- [Exercise aim] Copy out each line in the material below that has the word "because".

- [Source data]
>>>>>

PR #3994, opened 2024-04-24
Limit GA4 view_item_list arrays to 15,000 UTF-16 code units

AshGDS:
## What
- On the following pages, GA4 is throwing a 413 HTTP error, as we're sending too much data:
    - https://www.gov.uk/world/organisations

<<<<<
>>>>>

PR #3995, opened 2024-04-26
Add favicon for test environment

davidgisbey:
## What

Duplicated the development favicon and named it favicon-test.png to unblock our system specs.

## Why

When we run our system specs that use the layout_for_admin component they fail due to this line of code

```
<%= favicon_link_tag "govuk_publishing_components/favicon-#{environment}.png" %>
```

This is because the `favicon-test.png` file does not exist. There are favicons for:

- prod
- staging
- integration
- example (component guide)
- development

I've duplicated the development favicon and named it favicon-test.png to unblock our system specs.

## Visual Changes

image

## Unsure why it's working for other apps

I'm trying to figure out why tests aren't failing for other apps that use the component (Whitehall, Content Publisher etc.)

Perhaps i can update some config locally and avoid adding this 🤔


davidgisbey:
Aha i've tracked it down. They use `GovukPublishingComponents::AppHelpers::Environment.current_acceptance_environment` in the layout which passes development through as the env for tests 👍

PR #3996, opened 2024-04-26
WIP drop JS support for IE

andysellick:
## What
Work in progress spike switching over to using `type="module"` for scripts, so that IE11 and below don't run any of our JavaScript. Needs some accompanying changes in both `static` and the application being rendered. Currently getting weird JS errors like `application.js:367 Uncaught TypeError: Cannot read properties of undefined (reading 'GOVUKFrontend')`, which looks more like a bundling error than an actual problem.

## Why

<<<<<
>>>>>

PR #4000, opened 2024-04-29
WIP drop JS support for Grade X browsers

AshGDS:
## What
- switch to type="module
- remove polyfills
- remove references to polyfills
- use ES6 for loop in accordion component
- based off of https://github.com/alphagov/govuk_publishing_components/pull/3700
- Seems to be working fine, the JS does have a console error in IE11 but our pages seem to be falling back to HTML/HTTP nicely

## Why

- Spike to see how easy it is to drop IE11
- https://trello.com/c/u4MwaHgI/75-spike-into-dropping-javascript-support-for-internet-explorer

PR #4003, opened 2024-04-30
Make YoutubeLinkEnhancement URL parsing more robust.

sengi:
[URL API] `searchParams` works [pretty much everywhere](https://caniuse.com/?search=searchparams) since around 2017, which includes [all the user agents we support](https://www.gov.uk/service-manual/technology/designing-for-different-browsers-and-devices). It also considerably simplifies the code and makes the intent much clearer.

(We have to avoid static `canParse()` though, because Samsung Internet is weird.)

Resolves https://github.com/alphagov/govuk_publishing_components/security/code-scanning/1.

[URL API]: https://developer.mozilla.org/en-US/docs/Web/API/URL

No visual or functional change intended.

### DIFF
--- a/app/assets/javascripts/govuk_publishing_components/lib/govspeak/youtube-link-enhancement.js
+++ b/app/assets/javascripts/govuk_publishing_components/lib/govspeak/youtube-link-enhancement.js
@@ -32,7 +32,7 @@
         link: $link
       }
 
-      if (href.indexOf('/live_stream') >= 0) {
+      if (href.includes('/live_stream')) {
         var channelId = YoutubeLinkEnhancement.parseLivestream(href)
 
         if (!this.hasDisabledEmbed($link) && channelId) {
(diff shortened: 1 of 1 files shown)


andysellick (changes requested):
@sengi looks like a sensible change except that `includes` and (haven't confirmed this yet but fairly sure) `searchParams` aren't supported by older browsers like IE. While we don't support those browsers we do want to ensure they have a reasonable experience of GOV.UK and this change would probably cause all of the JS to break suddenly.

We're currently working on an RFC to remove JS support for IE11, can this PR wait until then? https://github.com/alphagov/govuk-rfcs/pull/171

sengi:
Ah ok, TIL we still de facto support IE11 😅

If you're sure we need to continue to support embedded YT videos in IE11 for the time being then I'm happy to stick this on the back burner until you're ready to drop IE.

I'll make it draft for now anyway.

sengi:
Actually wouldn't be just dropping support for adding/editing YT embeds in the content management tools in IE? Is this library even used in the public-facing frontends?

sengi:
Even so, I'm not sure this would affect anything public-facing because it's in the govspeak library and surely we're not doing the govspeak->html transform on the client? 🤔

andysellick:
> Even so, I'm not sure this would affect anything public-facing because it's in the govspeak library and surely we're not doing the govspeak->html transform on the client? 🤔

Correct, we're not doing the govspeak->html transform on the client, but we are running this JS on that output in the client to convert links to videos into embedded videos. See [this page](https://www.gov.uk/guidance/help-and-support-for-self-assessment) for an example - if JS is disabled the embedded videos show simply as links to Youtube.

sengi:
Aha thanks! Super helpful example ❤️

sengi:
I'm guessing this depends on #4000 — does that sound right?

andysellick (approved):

<<<<<

- [Result for this exercise]
This is because the `favicon-test.png` file does not exist. There are favicons for:
(We have to avoid static `canParse()` though, because Samsung Internet is weird.)
Even so, I'm not sure this would affect anything public-facing because it's in the govspeak library and surely we're not doing the govspeak->html transform on the client? 🤔
> Even so, I'm not sure this would affect anything public-facing because it's in the govspeak library and surely we're not doing the govspeak->html transform on the client? 🤔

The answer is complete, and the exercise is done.